Das Problem mit der Augenoptik heutzutage:
Der Verbraucher hat keinerlei Möglichkeit, wirklich Vergleiche zu ziehen. Man bewegt sich hilflos in einem Dschungel von willkürlichen Bezeichnungen. Premium Plus, Diamant, E_Class oder Markenglas aus dem Hause Zeiss (Ebenso aussagekräftig wie Marken-PKW aus dem Hause des VAG-Konzerns, kann alles sein). Es existieren scheinbar 3 Kategorien, breit, breiter, am breitesten
Irgendwann haben große Ketten mit dem unerbittlichen Preiskampf begonnen, und das hat nicht zu Vorteilen des Konsumenten geführt. Denn die gesunkenen Preise bedeuten nicht, dass man ein Schnäppchen gemacht hat. Gläser die man früher als Mittelklasse bezeichnet hätte, werden heute als Super-Spitzenprodukt für ein Glas geschenkt angeboten. Dem Preiskampf geschuldet werden die Optiker zu Verkäufern gedrillt, um mögliche Provisionen abzusahnen. Beratung und Refraktion werden häufig nur noch von Anlernkräften durchgeführt, die nicht wirklich wissen was sie da tun. Denn das teuerste an der Gleitsichtbrille sind nicht die Einkaufspreise, sondern - oh wunder - die Personalkosten. Und hier wird gespart.
Sehr wichtig ist zu verstehen, dass eine Brille mit Gleitsichtgläsern eine sehr komplexe Angelegenheit ist. Es ist
viel wichtiger, dass alle Werte präzise Vermessen wurde, der Bedarf und die Gewohnheiten ermittelt wurden, und alles auch entsprechend gefertigt wurde. Die reine Qualität des Gleitsichtglases kommt erst danach, und zwar deutlich.

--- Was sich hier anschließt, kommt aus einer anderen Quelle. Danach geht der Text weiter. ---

PR #876, opened 2026-03-20
demonstrates overload for precise typing

tias:
as follow-up to the discussion in #874 

do we want this? its a lot of new syntax that was unnatural for me to read at first, but it shows that you can't nested lists

(there are 7-or-so other *args usages like this in globalconstraints)

### DIFF
--- a/cpmpy/expressions/globalconstraints.py
+++ b/cpmpy/expressions/globalconstraints.py
@@ -216,9 +216,9 @@ class AllDifferent(GlobalConstraint):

Ich habe häufiger Neukunden, die sehr unzufrieden von einem Billigheimer ein paar Häuser weiter zu mir kommen, und prinzipiell überhaupt nicht mit Gleitsicht zurecht kamen, und das auch nicht mehr wollen. Sie hätten ja das allerbeste Glas gehabt, und das auch überhaupt nur genommen weil es so ein Super-Sonderangebot war. Nach etwas Überzeugungsarbeit darf ich dann unverbindlich eine neue Gleitsichtbrille fertigen, mit vermeintlich "schlechteren" Gläsern der unteren Mittelklasse. Und siehe da - es funktioniert. Und unverbindlich kann ich es deswegen machen, weil ich max. 2-3 mal im Jahr eine Gleitsichtbrille wegen Unverträglichkeit zurück nehme. Nicht weil ich so ein supertoller Optiker bin, sondern weil Gleitsichtgläser heute durch die Bank relativ gut sind,
wenn man alles richtig gemacht hat.
In sehr vielen Fällen würde man auch so gut wie keinen Unterschied zwischen einem Gleitsichtglas der Kategorie Nr. 2 und Nr. 4 erkennen. Im Umkehrschluss kann man bei Kategorie 4 auch maximal viel falsch machen, durch die Komplexität der Ermittlung und Anpassung. Hier können gerne 2-3 Std. ins Land gehen, und erfordern eine fachlich Ausgebildete und regelmäßig geschulte Kraft. Wenns beim Optiker so läuft: "Kaufen sie das Beste, is eh grad so billig.." und es geht damit weder die notwendige Bedarfsermittlung noch eine nachfolgede Ermittlung aller benötigten Daten einher, Finger weg.